Another distinguishing feature between A. manuinflata and A. uruguayana is the PCW/FW ratio. Whereas for the latter the mean value is 1.61 in males and 1.67 in females ( Bond-Buckup & Buckup 1994), the mean value for A. manuinflata is 1.75 in males and 1.85 in females. Aegla inermis shows an intermediate value for males (1.74) and a lower one for females (1.71). Thus, besides the differences in chelipeds, there is also a difference in relation to the front width.

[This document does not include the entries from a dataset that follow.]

PR #1236, opened 2022-12-13
the react dynamic-list-of-todos is done

Anastasiya145:
[DEMO LINK](https://Anastasiya145.github.io/react_dynamic-list-of-todos/)

### DIFF
--- a/src/App.tsx
+++ b/src/App.tsx
@@ -1,5 +1,5 @@
 /* eslint-disable max-len */
-import React from 'react';
+import React, { useEffect, useMemo, useState } from 'react';
 import 'bulma/css/bulma.css';
 import '@fortawesome/fontawesome-free/css/all.css';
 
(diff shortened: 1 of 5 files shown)


src/App.tsx
```diff
@@ -8,7 +8,76 @@ import { TodoFilter } from './components/TodoFilter';
...
+    setTodosLoaded(false);
+
+    setTodos(reponse);
+  }
+
+  useEffect(() => {
+    LoadTodos();
+  }, []);
+
+  const onChangeFilterType = (type: SortType) => {
```
TarasHoliuk, line 41: Actually, seems like now we don't need this wrapper at all. you can pass `setFilterType` to `onChangeFilterType` prop

`onChangeFilterType={setFilterType}`

src/App.tsx
```diff
@@ -8,7 +8,76 @@ import { TodoFilter } from './components/TodoFilter';
...
+    const filteredByFilter = [...todos].filter(todo => {
+      switch (type) {
+        case SortType.Active:
+          return todo.completed === false;
+
+        case SortType.Completed:
+          return todo.completed === true;
+
+        default:
+          return todo;
```
TarasHoliuk, line 55:
```suggestion
          return true;
```
The filter's callback should return a boolean value. `todo` will be transformed to `boolean` automatically (always `true`), but it's better to do it explicitly.

src/App.tsx
```diff
@@ -8,7 +8,76 @@ import { TodoFilter } from './components/TodoFilter';
...
+    });
+
+    let visibleGoods = filteredByFilter;
+
+    if (input) {
+      visibleGoods = filteredByFilter.filter(todo => todo
+        .title.toLocaleLowerCase().includes(query.toLowerCase().trim()));
+    }
+
+    return visibleGoods;
```
TarasHoliuk, line 66: you can use ternary here in this way:

```
return input
  ? filteredByFilter.filter(// your callback)
  : filteredByFilter;
```

src/App.tsx
```diff
@@ -8,7 +8,76 @@ import { TodoFilter } from './components/TodoFilter';
...
+
+  const visibleTodos = useMemo(() => {
+    return getFilteredGoods({ filterType, query });
+  }, [filterType, query, todos]);
+
+  const handleClick = (id: number | null) => {
+    setSelectedTodo(id);
+  };
+
+  const onChangeInput = (str: string) => {
```
TarasHoliuk, line 77: the same - we can pass `setQuery(str);` to `onChangeInput` prop

src/components/TodoFilter/TodoFilter.tsx
```diff
@@ -16,18 +34,23 @@ export const TodoFilter = () => (
...
       </span>
 
       <span className="icon is-right" style={{ pointerEvents: 'all' }}>
-        {/* eslint-disable-next-line jsx-a11y/control-has-associated-label */}
-        <button
-          data-cy="clearSearchButton"
-          type="button"
-          className="delete"
-        />
+        {valueInput && (
```
TarasHoliuk, line 45: I'd move `span` wrapper inside this condition as well (at least it'll fix one test)

src/components/TodoModal/TodoModal.tsx
```diff
@@ -1,12 +1,36 @@
...
+  selectedTodo: Todo,
+};
+
+export const TodoModal: React.FC<Props> = ({
+  handleClick,
+  selectedTodo,
+}) => {
+  const [user, setUser] = useState<User | null>(null);
+
+  async function LoadUser() {
```
TarasHoliuk, line 19:
```suggestion
  async function loadUser() {
```

TarasHoliuk (changes requested):

Anastasiya145 (commented):
Thanks for reviewing! I have changed all comments except 1st one. The onChangeFilterType doesn't work as you proposed above. So I left it

src/App.tsx
```diff
@@ -8,7 +8,70 @@ import { TodoFilter } from './components/TodoFilter';
...
+  };
+
+  function getFilteredGoods({ filterType: type, query: input }: ReorderOptions) {
+    const filteredByFilter = [...todos].filter(todo => {
+      switch (type) {
+        case SortType.Active:
+          return todo.completed === false;
+
+        case SortType.Completed:
+          return todo.completed === true;
```
AlisaVlasova, line 52:
```suggestion
        case SortType.Active:
          return !todo.completed;

        case SortType.Completed:
          return todo.completed;
```

AlisaVlasova (approved):

PR #1275, opened 2023-01-18
solution

nikachu404:


src/App.tsx
```diff
@@ -1,14 +1,50 @@
...
 
 import { TodoList } from './components/TodoList';
 import { TodoFilter } from './components/TodoFilter';
 import { TodoModal } from './components/TodoModal';
 import { Loader } from './components/Loader';
+import { Todo } from './types/Todo';
 
 export const App: React.FC = () => {
+  const [todos, setTodos] = useState<Todo[]>([]);
+  const [selectedTodoId, setSelectedTodoId] = useState<number>(0);
```
vadiimvooo, line 15: It's not necessary to write type number here.

vadiimvooo (approved):

src/App.tsx
solaryasha: I totally agree with @vadiimvooo

src/App.tsx
```diff
@@ -1,14 +1,50 @@
...
+        return todo.completed && isQueryMatchTitle;
+
+      case 'active':
+        return !todo.completed && isQueryMatchTitle;
+
+      case 'all':
+      default:
+        return todo && isQueryMatchTitle;
+    }
+  });
```
solaryasha, line 46: Let's wrap this results with `useMemo`

src/App.tsx
```diff
@@ -1,14 +1,50 @@
...
+  useEffect(() => {
+    getTodos()
+      .then(setTodos);
+  }, []);
+
+  const closeModal = useCallback(() => (
+    setSelectedTodoId(0)
+  ), []);
+
+  const visibleTodos = todos.filter(todo => {
```
solaryasha, line 30: It would be great if we don't filter the array, if no query passed

src/App.tsx
```diff
@@ -17,18 +53,36 @@ export const App: React.FC = () => {
...
-              <Loader />
-              <TodoList />
+              {!todos.length
+                ? <Loader />
+                : (
+                  <TodoList
+                    todos={visibleTodos}
+                    selectedTodo={selectedTodo}
+                    onSelectTodo={(id: number) => setSelectedTodoId(id)}
+                  />
```
solaryasha, line 72: Don't use inliners
You have two options:

1. pass `setState` callback, this function never changes, so you don't have useless re-renders.
2. create a specific function that takes value and triggers `setState` function with that value. But you need to wrap this function with useCallback (and you will get render optimization) - that is what you actually did and it's okay

If you pass `(value) => setState(value)`- it will cause re-renders of the TodoList

src/components/TodoFilter/TodoFilter.tsx
```diff
@@ -1,8 +1,28 @@
...
+import React from 'react';
+
+type Props = {
+  filter: string;
+  query: string;
+  onFilterChange: (filter: string) => void;
+  onQueryChange: (query: string) => void;
+};
+
+export const TodoFilter: React.FC<Props> = (
```
solaryasha, line 10: What about `React.memo` ?

src/components/TodoList/TodoList.tsx
```diff
@@ -1,100 +1,78 @@
...
-    <tbody>
-      <tr data-cy="todo" className="">
-        <td className="is-vcentered">1</td>
-        <td className="is-vcentered" />
-        <td className="is-vcentered is-expanded">
-          <p className="has-text-danger">delectus aut autem</p>
-        </td>
-        <td className="has-text-right is-vcentered">
-          <button data-cy="selectButton" className="button" type="button">
+export const TodoList: React.FC<Props> = (
```
solaryasha, line 11: What about `React.memo` ?

src/components/TodoModal/TodoModal.tsx
```diff
@@ -1,49 +1,81 @@
...
+import { Todo } from '../../types/Todo';
+import { User } from '../../types/User';
+import { getUser } from '../../api';
+
+type Props = {
+  selectedTodo: Todo;
+  onCloseModal: () => void;
+};
+
+export const TodoModal: React.FC<Props> = ({ selectedTodo, onCloseModal }) => {
```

Regarding the biogeography of these three species, A. manuinflata was recorded at only three localities, all in the sub-basin of the Ibicuí-Mirim River, which in its turn is a tributary of the Ibicuí. There is no record of A. uruguayana in that sub-basin. However, this species is present in streams that form the sub-basin of the Santa Maria River, which rises in the southern part of Rio Grande do Sul and flows to the central-west region, where it joins the Ibicuí-Mirim near the Cacequi municipal district, forming the Ibicuí. Aegla inermis is only present in the eastern part of the state, in the Sinos River basin (Cará stream). There is no communication between the basins in the east and west parts of the state. Our molecular data showed Aegla manuinflata to be closely related to A. platensis and A. singularis . These two species are present in streams near those where specimens of A. manuinflata were recorded. Nevertheless, up to now the latter species was only found sharing habitat with A. longirostri . Morphologically the chelipeds of these four species are very distinct. In all but A. manuinflata there is a well-developed palmar crest, although the proportions of cheliped size in relation to other dimensions are close, in both males and females.

Conservation outlook. This species can be considered “Vulnerable”, according to the criteria of the International Union for Conservation of Nature ( IUCN 2001), because it has been recorded in only three localities up to the present, and its populations can be considered as fragmented and with limited distributions. Moreover, agricultural activity in the hydrographic basin, mainly pig farming, whose effluents are usually discharged into streams, may impair the water quality, and hence the survival of these crustaceans.